Le sourire d’Anorah ne touchait pas ses yeux. Atticus ne manqua pas l’intention meurtrière dans l’air.
« Je ne fais rien de tout ça. »
‘Au moins essaie de faire semblant de le vouloir !’
« …une meilleure version de mes attentes. »
« Hm. Je le pensais. » Anorah hocha la tête avec approbation.
Alors qu’Atticus laissait échapper un soupir de défaite, elle le prit soudainement dans ses bras, le serrant fort.
« Tu m’as manqué. »
Il sourit et lui rendit son étreinte.
« Moi aussi. »
Anorah lui donna un coup de pied inattendu, envoyant une douleur vive dans sa jambe. Chapitres frais publiés sur NoveI[F]ire.net
« Aïe— »
« Tu aurais dû m’inviter encore, » murmura-t-elle doucement contre sa poitrine.
Atticus, qui s’apprêtait à se dégager, s’arrêta.
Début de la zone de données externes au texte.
PR #5, opened 2017-11-24
grpc: Add commands to stop and remove a container

sameo:
This commit introduces extra commands related to a container, and
specifically to the tear down of a container.

StopContainer() will be used in order to force a container to be
stopped without having to bother finding back the container process.
The StopContainerRequest timeout is used for waiting before forcing
a container termination.

RemoveContainer() will remove a container from the VM, by tearing down
everything related to this container, so that a new container with the
same ID could be started again later.


sameo:
@laijs @gnawux @bergwolf PTAL
@sboeuf This is a replacement for your pending runv PR.

protocols/grpc/hyperstart.proto
```diff
@@ -42,10 +44,17 @@ message CreateContainerRequest {
 	Spec OCI = 4;
 }
 
-message StartContainerRequest {
+message ContainerRequest {
 	string container_id = 1;
 }
 
+message RemoveContainerRequest {
```
bergwolf: Did you intend to type StopContainerRequest, according to the commit log?

bergwolf:
We also need to be clear that a running container cannot be removed by RemoveContainer() API.

gnawux:
Could we split the change request to two -- one for the stop, and the  other for the remove. We have almost no comment on the `RemoveContainer()`.

For the stop, there are two ways:

- signal + wait -- async request and wait exit event outside the vm, and this way is covered by the current APIs;
- independent stop -- sync request, and ship a graceful timeout seconds (might a signal?), which need add the api and a correspond code in agent.

I prefer to keep the agent simple. It is always possible to add the API whenever we found it is essential.

sameo:
@gnawux PR split into https://github.com/kata-containers/agent/pull/8 and https://github.com/kata-containers/agent/pull/7

protocols/grpc/hyperstart.proto
sameo: @bergwolf Yes, sorry.

PR #6, opened 2017-11-24
grpc: Use gogoproto for being closer to the the OCI spec

sameo:
With gogoproto, we get a few interesting protobuf extensions for
golang, like the ability to make structure fields non optional and unit
tests generation for the generated code.

This will make the conversion routines between OCI and gRPC faster.


sboeuf:
LGTM

hack/update-generated-agent-proto.sh
```diff
@@ -3,4 +3,5 @@
 #
 # SPDX-License-Identifier: Apache-2.0
 #
-protoc --proto_path=protocols/grpc --go_out=plugins=grpc:protocols/grpc protocols/grpc/hyperstart.proto protocols/grpc/oci.proto
+go get -u github.com/gogo/protobuf/gogoproto/
```
bergwolf: Please do not try to update the binary, which can be time consuming for us.

bergwolf:
Except for the extra step of updating gogoproto, the PR looks good to me.

hack/update-generated-agent-proto.sh
sameo: @bergwolf Done.

bergwolf:
@sameo this now conflicts with master

sameo:
@bergwolf Rebased now.

PR #7, opened 2017-11-26
grpc: Add RemoveContainer command

sameo:
RemoveContainer() will remove a container from the VM, by tearing down
everything related to this container, so that a new container with the
same ID could be started again later.


laijs:
I like this API. But I want to know..
What's the reason why it is needed? Since we have KillProcess().
What's the semantic meaning of the API?
Will it be always forcedly removed regardless the state of the container?
Is it better if this API attaches a return code or a reason ?

sameo:
@laijs `RemoveContainer` would have the same semantics as the hyperstart `RemoveContainer` json based command. Does that clarify things a bit?

sboeuf:
@laijs `RemoveContainer()` is totally different from `KillProcess()` in a context of Pod. Even if you `kill/stop` a container, you might still want to be able to remove all the associated resources from the Pod.
I'd expect `RemoveContainer()` to return an error in case the container is still running.

bergwolf:
@sboeuf In hyperstart, when a container is stopped, all of its resources are teared down. What resources are you referring to by `be able to remove all the associated resources`?

sameo:
> In hyperstart, when a container is stopped, all of its resources are teared down.

@bergwolf With the currrent gRPC API, we can't stop a container. So we can rename that command to `StopContainer` but the idea is to be able to stop and (implicitly) remove all associated resources to this container.

bergwolf:
@sameo What API sequence are you suggesting to gracefully stop/remove a container? I thought that with `SignalProcess()`, we are able to kill a container init process (and all the other exec processes get killed along with it) and thus all the container's resources get teared down.

But it looks like it's not the case and you want `SignalProcess()` + `RemoveContainer()` together to do the job?

sameo:
@bergwolf `SignalContainer()` would only send a signal (any signal) to the container processes. It could implicitly mean that *some* container related resources would also be torn down if e.g. the init process is SIGKILL'ed or SIGTERM'ed. `RemoveContainer()` will force kill all containers processes if there are any left and tear down all resources.
So yes, a clean sequence would be `SignalContainer(SIGTERM)` and then `RemoveContainer()`.

bergwolf:
@sameo please explain a bit more about what to expect when calling `RemoveContainer()`.
 - does it send any signals to any process?
 - does it wait process termination?

sameo:
@bergwolf `RemoveContainer` will kill (SIGKILL) the init process (and thus all remaining container processes), it does not wait for process termination.
I think we can decide if we want RemoveContainer() to return an error if all processes have not been stopped (SIGTERM'ed) or not.

WeiZhang555:
I agree with @laijs , I'm also confused about the meaning of this API.

If we kill the "init" process of a container, the container should be gone and all resources it takes are returned, so in which scenario should we call "RemoveContainer" explicitly?

Do you want to keep container resources after the container is killed, until we call "RemoveContainer" explicitly?

sameo:
@WeiZhang555 If you're trying to gracefully kill init, you're going to `SignalContainer(SIGTERM)` but you have no guarantee that:
1. The init process is effectively stopped
2. All processes from the containers are stopped

The `Signal*` API only guarantees that the signal has been delivered to one or more processes inside a container. If you do a `SignalContainer(SIGKILL)` you know that the processes will be gone, but you don't know if all internal data and resources associated with a container are gone. The following sequence:

1. `SignalContainer(SIGTERM)`
2. `SignalContainer(SIGKILL)`

is not clean imho, because a) You should only `SIGKILL` as a last resort for lingering processes and b) it takes an implicit assumption that sending a signal will clean all internal structures and resources associated with a container.

A graceful and clean container teardown would look like:

1. `SignalContainer(SIGTERM)` for trying a graceful termination
2. `RemoveContainer()` for `SIGKILL`'ing only the remaining processes and explictly asking for a complete container tear down.

sboeuf:
@bergwolf @laijs @gnawux @sameo I think `RemoveContainer()` makes things easier and cleaner when we are tearing down a container from the runtime. It helps removing the internal structures that we have been creating with `CreateContainer()`. I agree, after the container process has returned (naturally or because it has been signaled), we could cleanup, but this is all implicit and it would be easier to have a dedicated function for that. This changes nothing in the container flow. Basically we would have the container process terminating, and then the shim would receive the exit code (because it would have called into `WaitProcess()` before), and then Docker will detect the end of the shim and send `cc-runtime delete` or `runv delete`. Our `delete` implementation will call into this `RemoveContainer()` so that it really tells the agent to remove everything related to the container (even if everything means only internal structures). This way we're having a clear way of the cleanup being done.
To summarize, I don't think it would change anything to your flow either, since we're both implementing OCI specification, and it would bring more clarity.

laijs:
LGTM

sboeuf:
@gnawux @bergwolf Please merge it looks good to you too.

bergwolf:
@sameo @sboeuf I agree we need `RemoveContainer()`. I still think we need to clearly define what to expect with it. Namingly, as @sameo said above, agent will `SIGKILL` all remaining processes in the container but does not wait for process termination, then as `RemoveContainer()` returns, the process might still be running and the runtime does not know if the internal structures are cleaned up or not.

IMO `RemoveContainer()` should first `SIGKILL` all remaining processes in a container, and then make sure all processes have terminated and clean all related resources before returning (or return an error if any process cannot be killed). If so, we need an error code for the `RemoveContainer()` API.

WeiZhang555:
>Our delete implementation will call into this RemoveContainer() so that it really tells the agent to remove everything related to the container (even if everything means only internal structures).

Makes sense.  Adding `RemoveContainer` looks good.

Only one remaining question: If container still has alive process, should we force all processes die and then remove container,  or report an error and let upper level try to kill all processes(with SIGKILL) explicitly again?

gnawux:
>IMO `RemoveContainer()` should first `SIGKILL` all remaining processes in a container, and then make sure all processes have terminated and clean all related resources before returning (or return an error if any process cannot be killed). If so, we need an error code for the `RemoveContainer()` API.

Agree, and If we got a success return from `RemoveContainer()`, we could unplug any devices from the VM and related cleanup.

sameo:
@bergwolf @laijs @WeiZhang555 PR refreshed with documentation.

WeiZhang555:
LGTM

PR #8, opened 2017-11-26
grpc: Add SignalContainer command

sameo:
SignalContainer() sends a signal to the init process or all
processes inside a given container.


laijs:
What's semantic meaning of StopContainer()? Which state of the container will be left in sider the container ?
Namespace (mount)? processes? configure and name ?

sameo:
@laijs @bergwolf I modified this PR to actually send a signal to a container.
The semantic are simple: Sending this command will send a signal to either the container init process (`all = false`) or all processes inside the container (`all = true`).

protocols/grpc/hyperstart.proto
```diff
@@ -42,10 +43,18 @@ message CreateContainerRequest {
 	Spec OCI = 4;
 }
 
-message StartContainerRequest {
+message ContainerRequest {
```
bergwolf: no need to rename StartContainerRequest any more.

sameo: Done.

protocols/grpc/hyperstart.proto
```diff
@@ -46,6 +47,14 @@ message StartContainerRequest {
 	string container_id = 1;
 }
 
+message SignalContainerRequest {
+	string container_id = 1;
+	uint32 signal = 2;
+	// When all is set to true, the signal will be
+	// sent to all processes inside the container.
+	bool all = 3;
```
laijs: We don't need this flag(bool all) at all. If the only the init process is signaled, we can just use the SignalProcess().

SignalProcess() only kill the root processes of the init/exec process. So I admit that SignalContainer() might be needed if SignalContainer() kills not only the root processes but all the natural spawned linux process,  only when libcontainer support this operation.

laijs:
Where are requirement from for this feature?

Here are the help message for `runc kill`
`kill        kill sends the specified signal (default: SIGTERM) to the container's init process`

sameo:
@laijs 

```
runc kill --help
NAME:
   runc kill - kill sends the specified signal (default: SIGTERM) to the container's init process

USAGE:
   runc kill [command options] <container-id> [signal]

Where "<container-id>" is the name for the instance of the container and
"[signal]" is the signal to be sent to the init process.

EXAMPLE:
For example, if the container id is "ubuntu01" the following will send a "KILL"
signal to the init process of the "ubuntu01" container:
   
       # runc kill ubuntu01 KILL

OPTIONS:
   --all, -a  send the specified signal to all processes inside the container

```

See the `--all` option.
So this is where it's coming from and also libcontainer already supports it.

laijs:
API processes: the root/entry linux process of the init/exec processes
linux processes: just linux processes. including the root/entry linux process of the init/exec processes and any other linux processes spawned from the root/entry linux processes.

The signal request can be split to:
1) signal to non-init API processes
2) signal to init API process
3) signal to all the linux processes in the container.
We(hyper) want the 1)&2) use the same API and 3) uses another API(a).
You(intel) want the 2)&3) use the same API(b) and 1) uses another API.

API(a): SignalContainer() as this pr but be used for 3) only without the "bool all" argument.
API(b): This pr.

egernst:
Refreshing this stale PR.  Should we open an issue for what this PR is fixing, assuming we still want it?  Perhaps this'll help clarify the use case since there was contention on the implementation/usage?

laijs:
it is done by 'SignalProcess("container", "")'

PR #9, opened 2017-11-27
grpc: add missing process id

bergwolf:
So that we can find the process later on...


sameo:
@bergwolf Would it make sense to have both `CreateContainer` and `ExecProcess` return a process ID ?

laijs:
I prefer the runtime deciding the process id.

sameo:
@bergwolf @laijs Are you expecting to use that process ID for signaling the init process inside a specific container, through `SignalProcess` ?

laijs:
Sure, I don't see anything wrong.

protocols/grpc/hyperstart.proto
```diff
@@ -37,9 +37,10 @@ service HyperstartService {
 
 message CreateContainerRequest {
 	string container_id = 1;
-	StringUser string_user = 2;
-	repeated Storage storages =3;
-	Spec OCI = 4;
+	string process_id = 2;
```
sameo: Would this `process_id` be needed for signaling the container init process later on?

bergwolf:
@sameo process id in createcontainer removed. PTAL.

sameo:
LGTM

sameo:
@bergwolf Could you please rebase so that we can merge that one?

bergwolf:
@sameo rebased.

PR #11, opened 2017-11-27
grpc: Replace WaitProcess with GetEvents

sameo:
WaitProcess is meant to be called for monitoring a process and receiving
its exit code. For flexibility and generalization purposes, we build a
more generic, gRPC stream based API for receiving events. The first 2
events that we may stream are container (init process) and process
terminations.


sameo:
@bergwolf @laijs @gnawux @sboeuf Combining this PR with pr #8 would allow us to not pass a process ID as part of the container creation request (see #9 ).

protocols/grpc/hyperstart.proto
```diff
@@ -18,7 +19,6 @@ service HyperstartService {
 	rpc StartContainer(StartContainerRequest) returns (google.protobuf.Empty);
 	rpc ExecProcess(ExecProcessRequest) returns (google.protobuf.Empty);
 	rpc SignalProcess(SignalProcessRequest) returns (google.protobuf.Empty);
-	rpc WaitProcess(WaitProcessRequest) returns (WaitProcessResponse); // wait & reap like waitpid(2)
```
jodh-intel: `waitProcessRequest` is now unused so the message needs to be removed.

protocols/grpc/agent.proto
```diff
@@ -159,3 +162,26 @@ message Route {
 	string gateway = 2;
 	string device = 3;
 }
+
+message EventsRequest {
+	string container_id = 1;
+	uint32 PID = 2;
+	google.protobuf.Timestamp timestamp = 3;
```
WeiZhang555: Does the timestamp field means "since" ?

protocols/grpc/agent.proto
```diff
@@ -159,3 +162,26 @@ message Route {
...
+}
+
+message ProcessTermination {
+	string process_id = 1;
+	int32 exit_code = 2;
+}
+
+message Event {
+	oneof event {
+		ContainerTermination container_termination = 1;
```
WeiZhang555: I guess `ContainerTermination`  will be sent when all processes of container are terminated?

Is this equal to "receive ProcessTermination event of all processes"? It looks like it can be composed of multiple "ProcessTermination" event

sboeuf:
It's not relevant for now, and not even in the scope for 1.0. I think we can close it and have this discussion later if someone feels we should reopen the topic.

PR #12, opened 2017-11-28
grpc: specify if shared pidns is needed in CreateSandbox

bergwolf:
Use it to tell agent if a pod level pid namespace is required. We may want to just always use a pod level pidns but this option keeps in sync with k8s per-pod PID Namespace Sharing (https://github.com/kubernetes/features/issues/495) and crio `--disable-shared-pid-namespace` flag (https://github.com/kubernetes-incubator/cri-o/pull/1149).


bergwolf:
@sameo @sboeuf @laijs PTAL.

protocols/grpc/hyperstart.proto
```diff
@@ -103,6 +103,7 @@ message CreateSandboxRequest {
 	string hostname = 1;
 	repeated string dns = 2;
 	repeated Storage storages = 3;
+	bool shared_pidns = 4;
```
laijs: It seams that all the containers are forced to be **shared** the sandbox pidns.

I prefer create_sandbox_pidns or sandbox_pidns or infra_pidns.

bergwolf: Done.

laijs:
LGTM, @sameo @sboeuf @jodh-intel WDYT.
related discussion: https://github.com/kata-containers/agent/pull/1#discussion_r152782367

sameo:
LGTM

laijs:
hello, I'm trying to remove it and make it mandatory. #54

PR #13, opened 2017-11-29
grpc: Return a PID when starting a container or a process

sameo:
Instead of generating a process ID string from the runtime,
we can simply use the actual PID (container init or exec'ed
process) from the VM. A process is then uniquely identified
by a (container ID, PID) couple, which we can use for any
process specific operation.

With this patch we do not need to maintain 2 separate process
identification schemes, and can use a single one (actual Linux
PID) across all components.


sameo:
@laijs @bergwolf @sboeuf @mcastelino This is a PR intended to open a discussion as to why do we need to have the runtime generate process ID strings while we already have a unique identifier for each process generated by the kernel inside the container.
It seems more natural to me to use those PIDs across all components rather than maintain this list from the runtime and have the agent build an additional strings to PIDs map, so I wonder if I'm missing something that would explain the need for this added complexity.

protocols/grpc/hyperstart.proto
```diff
@@ -70,7 +73,7 @@ message WaitProcessResponse {
 
 message WriteStreamRequest {
 	string container_id = 1;
-	string process_id = 2;
+	string pid = 2;
```
WeiZhang555: uint32 ??

WeiZhang555:
I like this proposal, +1 on the design. But still we can wait for @laijs to check is there's something we're missing

protocols/grpc/hyperstart.proto
```diff
@@ -46,22 +46,25 @@ message StartContainerRequest {
...
 	string container_id = 1;
-	string process_id = 2;
 	StringUser string_user = 3;
 	Process process = 4;
 }
 
 message SignalProcessRequest {
 	string container_id = 1;
-	string process_id = 2;
+	uint32 pid = 2;
```
laijs: Is it allowed when runtime makes these requests by passing a pid which is not returned from StartContainer() nor ExecProcess(), but the passing pid is actually existing the the container?

laijs:
We are updating the API from the scratch, so I think it would be better to complement more documents in this period.

protocols/grpc/hyperstart.proto
WeiZhang555: I prefer keeping "container_id"  here. We can implement a mechanism to signal to "ALL" processes in a container with a SignalProcessRequest{container_id=xxx, process_id=0} 

Something more we can do is "sending a signal 0 means detect whether the process in a container is alive or not". As "man 2 kill" semantics

WeiZhang555: > Is it allowed when runtime makes these requests by passing a pid which is not returned from StartContainer() nor ExecProcess(), but the passing pid is actually existing the the container?

Any scenario?

laijs: @WeiZhang555 runtime might wrongly pass the incorrect number of pid, or pass an outdated pid when the pid is reused in the guest. The behavior should be documented.

sameo: @laijs I don't think we should allow for requests with a pid that has not been created by the agent and returned through gRPC. I'll document that.

sameo:
Documented the PID field.

jodh-intel:
lgtm

WeiZhang555:
LGTM :smile:

laijs:
LGTM

laijs:
@sameo CreateContainer() should return NewProcessResponse
The pid for the init-process should be known when `runtime create` return.
See `runc create --pid-file`

In our case the pid is the shim-pid, and shim's arguments needs the process's pid inside the vm.
The way to spawn the shim can be changed to fix it. But the better solution is fixing the API.

PR #15, opened 2017-11-29
protocol: grpc: Add Flags parameter to Storage structure

sboeuf:
protocol: grpc: Add Flags parameter to Storage structure
    
    Basically, the storage structure is being used to describe a mount
    that should be performed prior to the container launching. And if
    we take a look at the parameters needed to perform a mount, flags
    is one of them.
    
    The idea is that our agent will expose a map of string in order to
    describe the supported flags. This way, it will translate those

Alors qu’Anorah le tenait plus fermement, il expira.
« Désolé… »
Il l’avait invitée à Eldoralth pour un court moment ensemble. Bien qu’il lui ait montré la ville, il gardait sa présence secrète de tous.
« Hm hm. » Anorah secoua doucement la tête. « Je veux un homme qui agit. Pas juste qui parle. »
« …d’accord. Tu viendras après que ce sera fini ? »
« Dis s’il te plaît. »
Atticus fronça les sourcils.
« Yo— »
Un autre coup de pied vif dans sa jambe.
« Dis s’il te plaît. »
« …s’il te plaît. »
« Génial ! » Anorah se recula, sautillant légèrement avec un sourire éclatant.
« Cette fois, tu me présentes ta famille. »
« … »
« Qu’est-ce qui ne va pas ? » La fronce de ses sourcils d’Anorah. « Pourquoi cette tête ? »
« Je me fais harceler. »
Anorah rit doucement.
« Oh, mon doux homme. » Elle caressa sa poitrine et se pencha près de son oreille. « Personne ne te croira. »
Elle éclata de rire en reculant, laissant échapper un soupir soulagé. Atticus ne pouvait que la regarder.